Feature-table gives: 'ascii' codec can't decode byte 0xc3 in position 4 Error

Sam_Degregori · December 10, 2025, 11:40pm

Hi qiime team,

I have this strange error where a table that used to work years ago no longer works and the only explanation I can think of (my guess anyway) is there are special characters that are in the sampleIDs.

Anyway when trying to run a simple table summarize command

qiime feature-table summarize 
--i-table merged_table_Jun2_GMTOL.qza 
--o-visualization merged_table_Jun2_GMTOL_summary.qzv
Plugin error from feature-table:

'ascii' codec can't decode byte 0xc3 in position 4: ordinal not in range(128)
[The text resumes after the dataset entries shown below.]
PR #760, opened 2018-02-19
Option to Show Node Version Only In Project

weilbith:
As the `vcs` segment only appears in directories which are part of such a repository, it should be possible to set the segment `node_version` to appear only in _NodeJS_ projects.

## Functionality
By using a new variable called `POWERLEVEL9K_NODE_VERSION_PROJECT_ONLY` (which is set to `false` per default), the user can enable the described option. If so, the segment search for a project description file `package.json` from the current working directory upwards to the root. The search stops if a project root has been found. Afterwards the _NodeJS_ version is just requested if this option is disabled or a project is detected.<br>
Using this new variable and set it to `false` per default, the segment stay compatible to older configurations by the user.

## Documenation
The documentation has been already adjusted in the `README`, where a new section for this segment has been opened, the option explained and linked in the list of all segments at the top of the document.

## Testing
It is open to define tests. So far it has been practically tested on _Ubuntu 16.4_ with _oh-my-zsh_. It is not expected, that different OS and/or frameworks affect this behaviour.
This segments has no own test cases yet. To do so, an adjustment of the environment is required, to initialize a plain _NodeJS_ project and check the behaviour in- and outside of this directory.


weilbith:
I've decided to implement such a search functionality, cause I'm not aware of any different option to determine a _NodeJS_ project. Also a quick research do not offer such a possibility. As long as the current working directory is not that much nested, this search loop could be evaluated rly quick and should not represent an performance issue.

powerlevel9k.zsh-theme
```diff
@@ -1023,9 +1023,9 @@ prompt_load() {
   # Replace comma
   load_avg=${load_avg//,/.}
 
-  if [[ "$load_avg" -gt $(bc -l <<< "${cores} * 0.7") ]]; then
```
onaforeignshore: These are changes to `prompt_load` so muddies your PR. Would it be possible to do this in a separate PR if you want to suggest these changes, and also document what the changes are and why?

weilbith: That have to be a slip. Wasn't my intention to touch this. I will revert this immediately.

bhilburn:
Hey @weilbith - this looks great! I apologize for the long delay in responding to this PR. It's a great enhancement to the NodeJS segment, and I'm excited about getting it merged.

I think the point you raised in your initial post is a good one - this segment really needs its own tests, and we currently lack that. Are you willing to implement some test cases as part of this PR, @weilbith? It would be a great improvement for P9k :)

weilbith:
@bhilburn sure, it's my implementation so should provide the tests for it too. :)<br>
What r ur thoughts? What should I add? Simply a new test class in `test/segments/`?

bhilburn:
@weilbith - Yup! I would make a new `spec` file and just fill in some cases that will give us confidence that if someone touches something that impacts the NodeJS segment down the road, we'll catch any breakages before it gets merged.

weilbith:
Sry for beeing idle so long here. 
I just read my first tutorial for `shunit2` and it feels familiar. Just to make this sure: Running the shell unit tests is independent from the whole test-vm/test-bsd topic? A quick search in the whole repo where `shunit` is used make it look like they segment test classes are executed manually only. Did I miss something?

dritter:
> Running the shell unit tests is independent from the whole test-vm/test-bsd topic?

Yes. The test VMs are for manual tests if someone with BSD has a problem.

> A quick search in the whole repo where shunit is used make it look like they segment test classes are executed manually only. Did I miss something?

No. The tests are also executed on every push by Travis-CI. Have a look at `.travis.yml` in the top folder. You need to add your spec there as well.

weilbith:
@dritter
Thanks!
That make sense actually. ^^
Can I directly add the node package to travis environment? Cause it is required for my tests I guess.

weilbith:
That was more "am I allowed to" and not how can I..m

bhilburn:
@weilbith - Yes! You may add Node to travis for your testing =)

dritter:
Hmm. I am opposed to installing node on travis. This would be an integration test. For a proper integration test we need to test different node versions (the node output could change between versions). This would lead to quite some complexity and make the tests more fragile (install X packages in Y different versions on Travis).
My suggestion is to mock node away, as our contract with node is the output (no need for a real node version). As a bonus: It would be easy to mock/test different node versions.
I did a similar thing in the [go test](https://github.com/bhilburn/powerlevel9k/blob/afb7387abec505fb6565d31481c5f5ed724c2f08/test/segments/go_version.spec#L14-L34).

bhilburn:
@dritter is our test / travis / intergration expert, so I would like to go with his guidance, here. Let's do as @dritter suggests =)

weilbith:
@dritter @bhilburn 
Okay, accepted. But one point is left here: The project. Of cause I could do a whitebox test and simply do something like `touch package.json`, cause I now my own written extension is searching for this indicator. But this would not report us, if this doesn't work anymore. So if NodeJS should ever change their project structure definition, we don't get this. But as @dritter said, this lead to the trouble of working with different NodeJS versions and so forth.
So I fake both parts here, the version output and the project itself, where the segment should have an output. Correct?

dritter:
@weilbith You are right. This is the downside of this approach. But if NodeJS chooses a different file name it would be a major BC break for them. I count on the community that would bring that change to us and change the P9K accordingly. And, as said, we would have to support two versions of NodeJS, which would then need a special setup (if we test against real installations).

> So I fake both parts here, the version output and the project itself, where the segment should have an output. Correct?

Yes, you have to fake the node output and the node project (`package.json`). You can see a similar test here: [testTruncateWithPackageNameWorks](https://github.com/bhilburn/powerlevel9k/blob/4c919f1a2bca9d52271edebcbd5090423304afef/test/segments/dir.spec#L201-L231).

weilbith:
Obsolete by more recent PR #1219 since I never made it extend the tests. :skull:

PR #776, opened 2018-03-17
fix wrong current_path under certain circumstances

### LINKED ISSUE #731: wrong current_path under certain circumstances
Not sure why it sometimes happens and now always, but in a mounted directory i get something that looks like the variable name instead of the actualy pwd content.
No shortening option is enabled.

> ~current_path

actually it should look like this:

> /mnt/usb0/tmp

It has to do with `powerlevel9k.zsh-theme` via https://github.com/bhilburn/powerlevel9k/blob/master/powerlevel9k.zsh-theme#L812
If i remove the -P everything seems to work as expected

anthraxx:
Under certain circumstances like a mounted directory the variable literal of ```current_path``` is printed instead of the actualy pwd content.

-P in this case is wrongly used, what it dies: ```print the arguments to the input of the coprocess.``` which results in printing ```~current_path```.

This fixes #731

### DIFF
--- a/powerlevel9k.zsh-theme
+++ b/powerlevel9k.zsh-theme
@@ -809,7 +809,7 @@ prompt_dir() {
         current_path="${cur_short_path: : -1}"
       ;;
       *)
-        current_path="$(print -P "%$((POWERLEVEL9K_SHORTEN_DIR_LENGTH+1))(c:$POWERLEVEL9K_SHORTEN_DELIMITER/:)%${POWERLEVEL9K_SHORTEN_DIR_LENGTH}c")"
+        current_path="$(print "%$((POWERLEVEL9K_SHORTEN_DIR_LENGTH+1))(c:$POWERLEVEL9K_SHORTEN_DELIMITER/:)%${POWERLEVEL9K_SHORTEN_DIR_LENGTH}c")"
       ;;
     esac
   fi


anthraxx:
This apperantly make a check fail, but i can't really spot why and what to adjust.
Maybe there is a side effect? However this -P definitivly breaks stuff so maybe something else has to be fixed too to make the test happy.
Some insights appreciated.

dritter:
Hmm. `man zshall` says for `print -P`:
> Perform  prompt  expansion  (see  EXPANSION OF PROMPT SEQUENCES in zshmisc(1)).  In combination with `-f', prompt escape sequences are parsed only within interpolated arguments, not within the format string.

And this is what the tests secures.

anthraxx:
Maybe, but it makes printing current directory fail for the case I described making it not show up at all. The other code paths don't contain this option so it makes me wonder what needs adjustment.

dritter:
Back in the beginning of the `prompt_dir` segment there were only a couple of truncation strategies. The default strategy was to truncate directories from left. This strategy is in charge, if `POWERLEVEL9K_SHORTEN_DIR_LENGTH` is set and `POWERLEVEL9K_SHORTEN_STRATEGY` is any other than the known ones.
What I want to say by that is, if you have set a length to truncate, P9K automatically thinks that you want to truncate the current path. That is how to get into that code path.

The output of all shorten strategies is captured in `current_path` for further processing. This includes omitting the first charater (the shorten delimiter) if the user wants to. This is what the test does: Changing the delimiter and omitting the first character. You can see the setup [here](https://github.com/bhilburn/powerlevel9k/blob/master/test/segments/dir.spec#L348-L371). The original PR for that is https://github.com/bhilburn/powerlevel9k/pull/394

anthraxx:
@dritter thanks for explaining, now the 1000 dollar question: How to fix the issue? :yum: 

In my case there is no shortening happening (path shorter then 100):
```
POWERLEVEL9K_SHORTEN_DIR_LENGTH=100
POWERLEVEL9K_SHORTEN_STRATEGY is not set
```

The result should definitivly not be a literal ```~current_path``` i think we can agree on that :joy_cat:

dritter:
`~current_path` looks definitely not right. :D

I think we still don't know enough about what happens in the code.
First of all, setting `POWERLEVEL9K_SHORTEN_DIR_LENGTH=100` to disable truncation seems not right. As said, setting the length, but not `POWERLEVEL9K_SHORTEN_STRATEGY` still triggers left truncation. So, it would be better do unset `POWERLEVEL9K_SHORTEN_DIR_LENGTH` completely.

What happens in the `prompt_dir` segment is that we construct a string that gets evaluated by ZSH: `'%101(c:…/:)%100c'`, which means to truncate 100 directories from left.

But how to debug it:
At first I would check if there is a general issue with ZSH settings by calling the command manually: `print -P '%101(c:…/:)%100c'`. This should work. If not, there is some other problem (like some special ZSH settings, or aliasing `print`).
This does not explain why an internal variable name is exposed, so to debug this I usually do:
1. Open a new shell and navigate to the right directory
2. Only use the problematic segment: `POWERLEVEL9K_LEFT_PROMPT_ELEMENTS=(dir); POWERLEVEL9K_RIGHT_PROMPT_ELEMENTS=()`
3. Trace your shell: `setopt xtrace` (disable later with `unsetopt xtrace`
With the step 3 you can follow the code through the execution. This should bring more light in the dark. It would be nice, if you could paste the last lines that start with `prompt_dir` here.

bhilburn:
Hey @anthraxx! Just checking in on this! I do really want to get this fix merged once we get it sorted out `=)`. Did you get a chance to try @dritter's advice?

fikovnik:
I'm also affected by this issue - in my case it just happens somewhat randomly - not connected to a mount. For example if I cd into any directory under `/var/lib` which is not owned by root I also see `~current_path` (is it somehow related to different user/group).

This fix (removing `-P` at line 941) fixes it for me.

Debug info has been saved to /var/folders/l5/bc59br8961516ssfthb0x16h0000gn/T/qiime2-q2cli-err-lft3_8zr.log

I get that. And the readout of that log file is:

cat /var/folders/l5/bc59br8961516ssfthb0x16h0000gn/T/qiime2-q2cli-err-lft3_8zr.log
Traceback (most recent call last):
File "/Users/samde/miniconda3/envs/qiime2-2023.7/lib/python3.8/site-packages/q2cli/commands.py", line 478, in call
results = self._execute_action(
File "/Users/samde/miniconda3/envs/qiime2-2023.7/lib/python3.8/site-packages/q2cli/commands.py", line 539, in _execute_action
results = action(**arguments)
File "", line 2, in summarize
File "/Users/samde/miniconda3/envs/qiime2-2023.7/lib/python3.8/site-packages/qiime2/sdk/action.py", line 339, in bound_callable
self.signature.transform_and_add_callable_args_to_prov(
File "/Users/samde/miniconda3/envs/qiime2-2023.7/lib/python3.8/site-packages/qiime2/core/type/signature.py", line 390, in transform_and_add_callable_args_to_prov
self._transform_and_add_input_to_prov(
File "/Users/samde/miniconda3/envs/qiime2-2023.7/lib/python3.8/site-packages/qiime2/core/type/signature.py", line 423, in _transform_and_add_input_to_prov
transformed_input = _input._view(spec.view_type, recorder)
File "/Users/samde/miniconda3/envs/qiime2-2023.7/lib/python3.8/site-packages/qiime2/sdk/result.py", line 401, in _view
result = transformation(self._archiver.data_dir)
File "/Users/samde/miniconda3/envs/qiime2-2023.7/lib/python3.8/site-packages/qiime2/core/transform.py", line 70, in transformation
new_view = transformer(view)
File "/Users/samde/miniconda3/envs/qiime2-2023.7/lib/python3.8/site-packages/qiime2/core/transform.py", line 214, in wrapped
return transformer(view.file.view(self._wrapped_view_type))
File "/Users/samde/miniconda3/envs/qiime2-2023.7/lib/python3.8/site-packages/q2_types/feature_table/_transformer.py", line 108, in _5
return _parse_biom_table_v210(ff)
File "/Users/samde/miniconda3/envs/qiime2-2023.7/lib/python3.8/site-packages/q2_types/feature_table/_transformer.py", line 52, in _parse_biom_table_v210
table = biom.Table.from_hdf5(fh)
File "/Users/samde/miniconda3/envs/qiime2-2023.7/lib/python3.8/site-packages/biom/table.py", line 4149, in from_hdf5
samp_ids, samp_md, samp_grp_md = axis_load(h5grp['sample'])
File "/Users/samde/miniconda3/envs/qiime2-2023.7/lib/python3.8/site-packages/biom/table.py", line 4123, in axis_load
ids = np.asarray(ids, dtype=ids_dtype)
UnicodeDecodeError: 'ascii' codec can't decode byte 0xc3 in position 4: ordinal not in range(128)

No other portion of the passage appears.